RPS27 departs from all candidate expression models we previously considered.


dat = anndata.read_h5ad('/scratch/midway2/aksarkar/modes/unimodal-data/b_cells.h5ad')
gene_info = pd.read_csv('/project2/mstephens/aksarkar/projects/singlecell-qtl/data/scqtl-genes.txt.gz', sep='\t', index_col=0)
gof_res = pd.read_csv('/project2/mstephens/aksarkar/projects/singlecell-modes/data/gof/gof.txt.gz', sep='\t', index_col=0)
sig = (gof_res
       .loc[gof_res['method'] == 'unimodal']
       .apply(lambda x: x.loc[x['p'] < 0.05 / x.shape[0]].sort_values('p').head(n=100))
       .merge(gene_info, on='gene', how='left')
       [['dataset', 'gene', 'name', 'method', 'stat', 'p']])
query = list(dat.var.index).index(sig.loc[sig['dataset'] == 'b_cells', 'gene'].head(n=1)[0])

Try fitting a unimodal model with different choices of \(\alpha\).

x = dat.X[:,query]
s = dat.obs['size']
y = np.arange(x.max() + 1)
grid = np.linspace(0, .5, 11)
res = {alpha: scmodes.ebpm.ebpm_unimodal(x, np.exp((1 - alpha) * np.log(s)), mixcompdist='halfuniform')
       for alpha in grid}

Plot the log likelihood as a function of \(\alpha\).
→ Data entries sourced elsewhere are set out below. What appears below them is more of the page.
PR #953, opened 2016-09-20
Implement PotionData for tipped arrows

jamierocks:


JBYoshi:
Is there already support for `PotionData` on tipped arrow `ItemStack`s? If not, could you add that as well?

jamierocks:
@JBYoshi I'll get on that when I'm back ;)

jamierocks:
That should do the trick ;)

JBYoshi:
I actually meant the tipped arrow item. It appears to use the [same NBT structure](http://minecraft.gamepedia.com/Player.dat_format#Potion_Effects) as potions though, so it shouldn't be too much work to add it in.

jamierocks:
See https://github.com/jamierocks/SpongeCommon/blob/3fe1774416c8af6f22a61942f597c3a3bb0a94a3/src/main/java/org/spongepowered/common/data/processor/data/item/ItemPotionDataProcessor.java#L54

JBYoshi:
`Items.TIPPED_ARROW`? I don't see that. I just see `Items.POTIONITEM`, `Items.SPLASH_POTION`, and `Items.LINGERING_POTION`.

jamierocks:
Ah yes - all I could remember of your original comment was item and potion. I'll get on it.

llik = np.array([np.array(res[k].rx2('loglik'))[0] for k in res])
plt.gcf().set_size_inches(2.5, 2.5)
plt.plot(grid, llik, lw=1, c='k')
plt.ylabel('Log likelihood')


The log likelihood is improved by order 100 units by finding a suitable choice for \(\alpha\). Find the \(\alpha^*\) that maximizes the marginal log likelihood using Brent’s method.

def _f(alpha, x, s):
  return -np.array(scmodes.ebpm.ebpm_unimodal(x, np.exp((1 - alpha) * np.log(s)), mixcompdist='halfuniform').rx2('loglik'))[0]

opt = so.minimize_scalar(_f, bracket=[0, 1], method='brent', args=(x, s))
assert opt.success

Take the estimated expression models for \(\alpha \in \{0, \alpha^*\}\), and plot the average marginal density for each, superimposed on the original data.
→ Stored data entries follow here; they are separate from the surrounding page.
Issue #954, opened 2016-09-22
[1.8.9] Register Modded SoundTypes & Playback custom sounds.


ryantheleach:
Currently modded soundtypes are not being registered, nor does it appear to be possible to play custom sounds bundled in resource packs.

ryantheleach:
```
<Waterpicker> Sponge.getRegistry().getAllFor("pixelmon", SoundType.class); is what I used.)
```

ZephireNZ:
In my research, it looks like this is because we hooking into the registry when a sound is added for Forge. Might also need a way to hook into when resource packs get registered too.

ZephireNZ:
Actually , with resource packs at least on the server side, those sounds would never be loaded would they? The server simply gives the client the pack, never actually loading it (and the sounds) itself. Might need to add a SoundTypeBuilder to create a "dummy" sound which can be sent to the client to play.

ST-DDT:
Afaict it is possible to register catalog types already:
https://github.com/SpongePowered/SpongeAPI/blob/bleeding/src/main/java/org/spongepowered/api/GameRegistry.java#L194

But I'm not sure whether we expose a sound type builder or whether this is required at all.

ZephireNZ:
`if registration for that type is supported.`

`SoundRegistryModule` does not implement `AdditionalCatalogRegistryModule` and so doesn't support additional types after it's been initialized.

ryantheleach:
That or introduce the string methods for sending sounds.

ZephireNZ:
I'm going to whip up a PR to add these changes.

ZephireNZ:
Voila: https://github.com/SpongePowered/SpongeCommon/issues/954

PR #955, opened 2016-09-23
Implement SoundType changes

ZephireNZ:
[API](https://github.com/SpongePowered/SpongeAPI/pull/1364) | **Common** | [Forge](https://github.com/SpongePowered/SpongeForge/pull/923)

This PR fixed the issues with the `SoundType` implementation seen here: #954

- Allow for building a `SoundType`
- Redirect non-registered sounds to use the custom sound packet, as they do not have an int ID
- Fix up the registry so that IDs can be fetched by "my.sound.id" instead of "my_sound_id"
- Make registry support additional sounds (which are added in the forge PR)

Test code:
```
TO COME
```

### DIFF
--- a/src/main/java/org/spongepowered/common/interfaces/world/IMixinServerWorldEventHandler.java
+++ b/src/main/java/org/spongepowered/common/interfaces/world/IMixinServerWorldEventHandler.java
@@ -1,0 +1,37 @@
+/*
+ * This file is part of Sponge, licensed under the MIT License (MIT).
+ *
+ * Copyright (c) SpongePowered <https://www.spongepowered.org>
+ * Copyright (c) contributors
+ *
+ * Permission is hereby granted, free of charge, to any person obtaining a copy
+ * of this software and associated documentation files (the "Software"), to deal
+ * in the Software without restriction, including without limitation the rights
+ * to use, copy, modify, merge, publish, distribute, sublicense, and/or sell
+ * copies of the Software, and to permit persons to whom the Software is
+ * furnished to do so, subject to the following conditions:
+ *
+ * The above copyright notice and this permission notice shall be included in
+ * all copies or substantial portions of the Software.
+ *
+ * THE SOFTWARE IS PROVIDED "AS IS", WITHOUT WARRANTY OF ANY KIND, EXPRESS OR
+ * IMPLIED, INCLUDING BUT NOT LIMITED TO THE WARRANTIES OF MERCHANTABILITY,
+ * FITNESS FOR A PARTICULAR PURPOSE AND NONINFRINGEMENT. IN NO EVENT SHALL THE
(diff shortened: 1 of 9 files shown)


src/main/java/org/spongepowered/common/interfaces/world/IMixinServerWorldEventHandler.java
```diff
@@ -0,0 +1,13 @@
+package org.spongepowered.common.interfaces.world;
+
+import net.minecraft.entity.player.EntityPlayer;
+import net.minecraft.util.SoundCategory;
+
+import javax.annotation.Nullable;
+
+public interface IMixinServerWorldEventHandler {
+
+    void playSoundToAllNearExcept(@Nullable EntityPlayer player, String soundIn, SoundCategory category, double x, double y, double z,
```
kashike: 1.10 has no `String` based sound methods.

src/main/java/org/spongepowered/common/mixin/core/entity/player/MixinEntityPlayerMP.java
```diff
@@ -568,8 +570,19 @@ public void playSound(SoundType sound, SoundCategory category, Vector3d position
 
     @Override
     public void playSound(SoundType sound, SoundCategory category, Vector3d position, double volume, double pitch, double minVolume) {
-        this.connection.sendPacket(new SPacketSoundEffect(SoundEvents.getRegisteredSoundEvent(sound.getId()), (net.minecraft.util.SoundCategory) (Object) category, position.getX(), position.getY(), position.getZ(),
-                (float) Math.max(minVolume, volume), (float) pitch));
+        SoundEvent event;
+        try {
+            // Check if the event is registered (ie has an integer ID)
+            event = SoundEvents.getRegisteredSoundEvent(sound.getId());
```
kashike: Why are you doing this? All sounds should be a `SoundEvent` when properly registered through API.

src/main/java/org/spongepowered/common/interfaces/world/IMixinWorldServer.java
```diff
@@ -92,4 +96,6 @@ default boolean forceSpawnEntity(Entity entity) {
 
     void triggerInternalExplosion(Explosion explosion);
 
+    void playSound(@Nullable EntityPlayer player, double x, double y, double z, String soundIn, SoundCategory category, float volume, float pitch);
```
kashike: Again, why `String` method

src/main/java/org/spongepowered/common/mixin/core/entity/player/MixinEntityPlayerMP.java
kashike: @ZephireNZ: I suggest naming that method you add `playResourcePackSound` then, rather than `playSoundToANearExcept`

ZephireNZ:
Changed the name of the new method to `sendCustomSound` as suggested by @kashike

res[opt.x] = scmodes.ebpm.ebpm_unimodal(x, np.exp((1 - opt.x) * np.log(s)), mixcompdist='halfuniform')
pmf = dict()
for alpha in (0, opt.x):
  g = np.array(res[alpha].rx2('fitted_g'))
  a = np.fmin(g[1], g[2])
  b = np.fmax(g[1], g[2])
  sa = np.exp((1 - alpha) * np.log(s))
  comp_dens_conv = np.array([((st.gamma(a=k + 1, scale=1 / sa.values.reshape(-1, 1)).cdf(b.reshape(1, -1)) - st.gamma(a=k + 1, scale=1 / sa.values.reshape(-1, 1)).cdf(a.reshape(1, -1))) / np.outer(sa, b - a)).mean(axis=0) for k in y])
  comp_dens_conv[:,0] = st.poisson(mu=s.values.reshape(-1, 1) * b[0]).pmf(y).mean(axis=0)
  pmf[alpha] = comp_dens_conv @ g[0]
cm = plt.get_cmap('Dark2')
plt.gcf().set_size_inches(4, 2)
plt.hist(dat.X[:,query], bins=np.arange(dat.X[:,query].max() + 1), color='k', density=True)
for i, k in enumerate(pmf):
  plt.plot(y, pmf[k], c=cm(i), lw=1, label=rf'$\alpha$ = {k:.3g}')
plt.xlabel('Number of molecules')
plt.title(gene_info.loc[dat.var.index[query], 'name'])
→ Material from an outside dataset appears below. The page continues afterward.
PR #969, opened 2016-10-08
Fire DestructEntityEvent.Death when setting a player's health to zero.

dualspiral:
When setting a player's health to zero via the Data API, the `DestructEntityEvent.Death` event is not fired, and the normal Minecraft death code does not run, for example, a player's inventory might not get dropped, and no death message is fired. This is due to the folllowing lines calling `attackEntityFrom`:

Compare the log likelihood of the model \(\alpha = \alpha^*\) against \(\alpha = 0\).

res[opt.x].rx2('loglik') - res[0].rx2('loglik')

Related work

Wang et al. 2018 include a “log-linear form” for the size factor in the method DESCEND, which has exactly the same form proposed here (they cite Bacher et al. 2017 for inspiration). However, they did not consider the impact of changing the size factor on the interpretation of the latent gene expression levels.